Work order
Without changing a character, output all of the records.

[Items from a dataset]
********
PR #314, opened 2024-08-12
Tests using AssertOffense should Fail with a usable message if the relevant cop is not defined

brandoncc:
Including the `AssertOffense` module currently fails with a cryptic message if the cop can't be found. This PR introduces an explicit failure with a useful message, replacing the `NoMethodError` that is currently raised in this situation.

**Before**

```
Error:
RuboCop::Cop::MyCops::MyNewCopTest#test_works:
NoMethodError: undefined method `[]=' for nil
    /Users/brandoncc/.gem/ruby/3.3.1/gems/rubocop-minitest-0.35.1/lib/rubocop/minitest/assert_offense.rb:109:in `assert_offense'
    test/rubocop/cop/my_cops/my_new_cop_test.rb:12:in `block in <class:MyNewCopTest>'
```

**After**

```
Error:
RuboCop::Cop::MyCops::MyNewCopTest#test_works:
RuntimeError: Cop not defined: RuboCop::Cop::MyCops::MyNewCop
    /Users/brandoncc/dev/rubocop-minitest/lib/rubocop/minitest/assert_offense.rb:81:in `cop'
    /Users/brandoncc/dev/rubocop-minitest/lib/rubocop/minitest/assert_offense.rb:111:in `assert_offense'
    test/rubocop/cop/my_cops/my_new_cop_test.rb:12:in `block in <class:MyNewCopTest>'
```

My first implementation [simply changed `AssertOffense#setup`](https://github.com/rubocop/rubocop-minitest/commit/8ab6c91e19a098eb4021f9afd0bbd35f2ebcaeb3) to fail if the cop wasn't found, but that broke four tests in the test suite. Given that the advice given is to require `support.rb`, which [includes `AssertOffense` on every instance of `Minitest::Test`](https://github.com/rubocop/rubocop-minitest/blob/4d08365be08d06b02bb2c11415a4e8060331a0bb/lib/rubocop/minitest/support.rb#L10), I realized that implementation was likely to break many gem-consumer repositories in this same way.

The second implementation refactors the initialization of a Cop to be lazy, so that the error is only raised when the cop is attempted to be accessed. This has the downside of `@cop` being `nil` until `#cop` is called, but these failures will only happen in tests where `@cop` is accessed directly. I believe these failures, if experienced by consumers of the gem, will be easier to resolve than the errors likely to have been introduced by my first implementation.

-----------------

* [x] Added tests.

### DIFF
--- a/lib/rubocop/minitest/assert_offense.rb
+++ b/lib/rubocop/minitest/assert_offense.rb
@@ -75,11 +75,13 @@ module RuboCop
     module AssertOffense
       private
 
-      def setup
-        cop_name = self.class.to_s.delete_suffix('Test')
-        return unless RuboCop::Cop::Minitest.const_defined?(cop_name)
+      def cop
+        @cop ||= begin
+          cop_name = self.class.to_s.delete_suffix('Test')
+          raise "Cop not defined: #{cop_name}" unless RuboCop::Cop::Minitest.const_defined?(cop_name)
 
-        @cop = RuboCop::Cop::Minitest.const_get(cop_name).new(configuration)
+          RuboCop::Cop::Minitest.const_get(cop_name).new(configuration)
+        end
       end
 
       def format_offense(source, **replacements)
@@ -95,7 +97,7 @@ module RuboCop
       def assert_no_offenses(source, file = nil)
         setup_assertion
 
-        offenses = inspect_source(source, @cop, file)
+        offenses = inspect_source(source, cop, file)
 
         expected_annotations = RuboCop::RSpec::ExpectOffense::AnnotatedSource.parse(source)
         actual_annotations = expected_annotations.with_offense_annotations(offenses)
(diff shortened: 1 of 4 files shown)


lib/rubocop/minitest/assert_offense.rb
```diff
@@ -105,8 +107,7 @@ def assert_no_offenses(source, file = nil)
 
       def assert_offense(source, file = nil, **replacements)
         setup_assertion
-
-        @cop.instance_variable_get(:@options)[:autocorrect] = true
+        enable_autocorrect
```
brandoncc, line 110: I was forced to make this change because changing the instance variable to a method call  caused method to have an `AbcSize` offense.

lib/rubocop/minitest/assert_offense.rb
```diff
@@ -75,11 +75,13 @@ module Minitest
     module AssertOffense
       private
 
-      def setup
-        cop_name = self.class.to_s.delete_suffix('Test')
-        return unless RuboCop::Cop::Minitest.const_defined?(cop_name)
+      def cop
+        @cop ||= begin
```
brandoncc, line 79: This is the meat of the change, lazily-loading the cop in order to raise a nice error when the cop is used if the class isn't available.

koic:
Thanks!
********
Answer for this exercise
PR #314, opened 2024-08-12
Tests using AssertOffense should Fail with a usable message if the relevant cop is not defined

brandoncc:
Including the `AssertOffense` module currently fails with a cryptic message if the cop can't be found. This PR introduces an explicit failure with a useful message, replacing the `NoMethodError` that is currently raised in this situation.

**Before**

```
Error:
RuboCop::Cop::MyCops::MyNewCopTest#test_works:
NoMethodError: undefined method `[]=' for nil
    /Users/brandoncc/.gem/ruby/3.3.1/gems/rubocop-minitest-0.35.1/lib/rubocop/minitest/assert_offense.rb:109:in `assert_offense'
    test/rubocop/cop/my_cops/my_new_cop_test.rb:12:in `block in <class:MyNewCopTest>'
```

**After**

```
Error:
RuboCop::Cop::MyCops::MyNewCopTest#test_works:
RuntimeError: Cop not defined: RuboCop::Cop::MyCops::MyNewCop
    /Users/brandoncc/dev/rubocop-minitest/lib/rubocop/minitest/assert_offense.rb:81:in `cop'
    /Users/brandoncc/dev/rubocop-minitest/lib/rubocop/minitest/assert_offense.rb:111:in `assert_offense'
    test/rubocop/cop/my_cops/my_new_cop_test.rb:12:in `block in <class:MyNewCopTest>'
```

My first implementation [simply changed `AssertOffense#setup`](https://github.com/rubocop/rubocop-minitest/commit/8ab6c91e19a098eb4021f9afd0bbd35f2ebcaeb3) to fail if the cop wasn't found, but that broke four tests in the test suite. Given that the advice given is to require `support.rb`, which [includes `AssertOffense` on every instance of `Minitest::Test`](https://github.com/rubocop/rubocop-minitest/blob/4d08365be08d06b02bb2c11415a4e8060331a0bb/lib/rubocop/minitest/support.rb#L10), I realized that implementation was likely to break many gem-consumer repositories in this same way.

The second implementation refactors the initialization of a Cop to be lazy, so that the error is only raised when the cop is attempted to be accessed. This has the downside of `@cop` being `nil` until `#cop` is called, but these failures will only happen in tests where `@cop` is accessed directly. I believe these failures, if experienced by consumers of the gem, will be easier to resolve than the errors likely to have been introduced by my first implementation.

-----------------

* [x] Added tests.

### DIFF
--- a/lib/rubocop/minitest/assert_offense.rb
+++ b/lib/rubocop/minitest/assert_offense.rb
@@ -75,11 +75,13 @@ module RuboCop
     module AssertOffense
       private
 
-      def setup
-        cop_name = self.class.to_s.delete_suffix('Test')
-        return unless RuboCop::Cop::Minitest.const_defined?(cop_name)
+      def cop
+        @cop ||= begin
+          cop_name = self.class.to_s.delete_suffix('Test')
+          raise "Cop not defined: #{cop_name}" unless RuboCop::Cop::Minitest.const_defined?(cop_name)
 
-        @cop = RuboCop::Cop::Minitest.const_get(cop_name).new(configuration)
+          RuboCop::Cop::Minitest.const_get(cop_name).new(configuration)
+        end
       end
 
       def format_offense(source, **replacements)
@@ -95,7 +97,7 @@ module RuboCop
       def assert_no_offenses(source, file = nil)
         setup_assertion
 
-        offenses = inspect_source(source, @cop, file)
+        offenses = inspect_source(source, cop, file)
 
         expected_annotations = RuboCop::RSpec::ExpectOffense::AnnotatedSource.parse(source)
         actual_annotations = expected_annotations.with_offense_annotations(offenses)
(diff shortened: 1 of 4 files shown)


lib/rubocop/minitest/assert_offense.rb
```diff
@@ -105,8 +107,7 @@ def assert_no_offenses(source, file = nil)
 
       def assert_offense(source, file = nil, **replacements)
         setup_assertion
-
-        @cop.instance_variable_get(:@options)[:autocorrect] = true
+        enable_autocorrect
```
brandoncc, line 110: I was forced to make this change because changing the instance variable to a method call  caused method to have an `AbcSize` offense.

lib/rubocop/minitest/assert_offense.rb
```diff
@@ -75,11 +75,13 @@ module Minitest
     module AssertOffense
       private
 
-      def setup
-        cop_name = self.class.to_s.delete_suffix('Test')
-        return unless RuboCop::Cop::Minitest.const_defined?(cop_name)
+      def cop
+        @cop ||= begin
```
brandoncc, line 79: This is the meat of the change, lazily-loading the cop in order to raise a nice error when the cop is used if the class isn't available.

koic:
Thanks!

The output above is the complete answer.